*WHAT THE TASK ASKS*.
Nothing in the entries may be dropped: restate them word for word.

*DATA FOR THE TASK*.

'''

PR #1265, opened 2023-09-07
ssh: Prevent timeout from deadlock

JoshuaWatt:
Using Popen.wait() on a process that has output sent to a pipe can potentially deadlock if the process produces enough output to fill the pipe, since it will stall and never terminate waiting for the pipe to have more space.

Instead, use Popen.communicate() with the timeout parameter. This will consume all output until EOF (preventing the process from stalling due to a full pipe), and then check the return code. In the event of a timeout error, Popen.communicate() doesn't loose any data, so it's safe to call it again after the Popen.kill() in the exception handler.

This likely was done this way because the timeout parameter was new in Python 3.3, but this shouldn't be a concern anymore

**Description**

**Checklist**
- [ ] Tests for the feature 

- [x] PR has been tested

### DIFF
--- a/labgrid/driver/sshdriver.py
+++ b/labgrid/driver/sshdriver.py
@@ -136,9 +136,8 @@ class SSHDriver(CommandMixin, Driver, CommandProtocol, FileTransferProtocol):
 
         try:
             subprocess_timeout = timeout + 5
-            return_value = self.process.wait(timeout=subprocess_timeout)
-            if return_value != 0:
-                stdout, _ = self.process.communicate(timeout=subprocess_timeout)
+            stdout, _ = self.process.communicate(timeout=subprocess_timeout)
+            if self.process.returncode != 0:
                 stdout = stdout.split(b"\n")
                 for line in stdout:
                     self.logger.warning("ssh: %s", line.rstrip().decode(encoding="utf-8", errors="replace"))
@@ -155,12 +154,14 @@ class SSHDriver(CommandMixin, Driver, CommandProtocol, FileTransferProtocol):
                     pass
 
                 raise ExecutionError(
-                    f"Failed to connect to {self.networkservice.address} with {' '.join(args)}: return code {return_value}",  # pylint: disable=line-too-long
+                    f"Failed to connect to {self.networkservice.address} with {' '.join(args)}: return code {self.process.returncode}",  # pylint: disable=line-too-long
                     stdout=stdout,
                 )
         except subprocess.TimeoutExpired:
+            self.process.kill()
+            stdout, _ = self.process.communicate()
             raise ExecutionError(
-                f"Subprocess timed out [{subprocess_timeout}s] while executing {args}",
+                f"Subprocess timed out [{subprocess_timeout}s] while executing {args}: {stdout}",
             )
         finally:
             if self.networkservice.password and os.path.exists(pass_file):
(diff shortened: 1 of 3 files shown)


Bastian-Krause (approved):
Looks good, thanks!

Emantor (approved):

jluebbe:
@JoshuaWatt Did you actually experience the deadlock?

JoshuaWatt:
We have seen timeouts and the speculation was that it was the deadlock. I don't think we've seen any since this patch merged..... but ya we also encountered the SSH <8.5 bug unfortunately.

JoshuaWatt:
And unfortunately, the default SSH on Ubuntu 20.04 has the problem where it doesn't close stdout and there isn't an easy work-around, so it's hard to avoid :(

jluebbe:
I've never seen SSH control master startup produce significant output (i.e. more than 8k), so I'm skeptical if a pipe deadlock is the cause.

In https://github.com/labgrid-project/labgrid/pull/1265/commits/b8f059fb4277e3ca01684b7a71ac89974ff1cc36 you speculate:

> This likely was done this way because the timeout parameter was new in Python 3.3, but this shouldn't be a concern anymore

A wait() with timeout was used since the initial implementation: https://github.com/labgrid-project/labgrid/commit/e4862fa4a167a034c06e747df6190020d106605d#diff-9d05d7cbdae8b8ebd1d2d5d387c295c966943c5133258be844cb4d38aefd90e8R41

We wanted to make sure that we *don't* depend on the state of the pipes, so use of wait() was intentional, as it directly covers the interesting cases:

- immediate abort (due to a config error or similar)
- normal startup (parent process exits after fork)
- hang (via wait timeout)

'''

*RESULT OF THIS TASK*.
PR #1265, opened 2023-09-07
ssh: Prevent timeout from deadlock

JoshuaWatt:
Using Popen.wait() on a process that has output sent to a pipe can potentially deadlock if the process produces enough output to fill the pipe, since it will stall and never terminate waiting for the pipe to have more space.

Instead, use Popen.communicate() with the timeout parameter. This will consume all output until EOF (preventing the process from stalling due to a full pipe), and then check the return code. In the event of a timeout error, Popen.communicate() doesn't loose any data, so it's safe to call it again after the Popen.kill() in the exception handler.

This likely was done this way because the timeout parameter was new in Python 3.3, but this shouldn't be a concern anymore

**Description**

**Checklist**
- [ ] Tests for the feature 

- [x] PR has been tested

### DIFF
--- a/labgrid/driver/sshdriver.py
+++ b/labgrid/driver/sshdriver.py
@@ -136,9 +136,8 @@ class SSHDriver(CommandMixin, Driver, CommandProtocol, FileTransferProtocol):
 
         try:
             subprocess_timeout = timeout + 5
-            return_value = self.process.wait(timeout=subprocess_timeout)
-            if return_value != 0:
-                stdout, _ = self.process.communicate(timeout=subprocess_timeout)
+            stdout, _ = self.process.communicate(timeout=subprocess_timeout)
+            if self.process.returncode != 0:
                 stdout = stdout.split(b"\n")
                 for line in stdout:
                     self.logger.warning("ssh: %s", line.rstrip().decode(encoding="utf-8", errors="replace"))
@@ -155,12 +154,14 @@ class SSHDriver(CommandMixin, Driver, CommandProtocol, FileTransferProtocol):
                     pass
 
                 raise ExecutionError(
-                    f"Failed to connect to {self.networkservice.address} with {' '.join(args)}: return code {return_value}",  # pylint: disable=line-too-long
+                    f"Failed to connect to {self.networkservice.address} with {' '.join(args)}: return code {self.process.returncode}",  # pylint: disable=line-too-long
                     stdout=stdout,
                 )
         except subprocess.TimeoutExpired:
+            self.process.kill()
+            stdout, _ = self.process.communicate()
             raise ExecutionError(
-                f"Subprocess timed out [{subprocess_timeout}s] while executing {args}",
+                f"Subprocess timed out [{subprocess_timeout}s] while executing {args}: {stdout}",
             )
         finally:
             if self.networkservice.password and os.path.exists(pass_file):
(diff shortened: 1 of 3 files shown)


Bastian-Krause (approved):
Looks good, thanks!

Emantor (approved):

jluebbe:
@JoshuaWatt Did you actually experience the deadlock?

JoshuaWatt:
We have seen timeouts and the speculation was that it was the deadlock. I don't think we've seen any since this patch merged..... but ya we also encountered the SSH <8.5 bug unfortunately.

JoshuaWatt:
And unfortunately, the default SSH on Ubuntu 20.04 has the problem where it doesn't close stdout and there isn't an easy work-around, so it's hard to avoid :(

jluebbe:
I've never seen SSH control master startup produce significant output (i.e. more than 8k), so I'm skeptical if a pipe deadlock is the cause.

In https://github.com/labgrid-project/labgrid/pull/1265/commits/b8f059fb4277e3ca01684b7a71ac89974ff1cc36 you speculate:

> This likely was done this way because the timeout parameter was new in Python 3.3, but this shouldn't be a concern anymore

A wait() with timeout was used since the initial implementation: https://github.com/labgrid-project/labgrid/commit/e4862fa4a167a034c06e747df6190020d106605d#diff-9d05d7cbdae8b8ebd1d2d5d387c295c966943c5133258be844cb4d38aefd90e8R41

We wanted to make sure that we *don't* depend on the state of the pipes, so use of wait() was intentional, as it directly covers the interesting cases:

- immediate abort (due to a config error or similar)
- normal startup (parent process exits after fork)
- hang (via wait timeout)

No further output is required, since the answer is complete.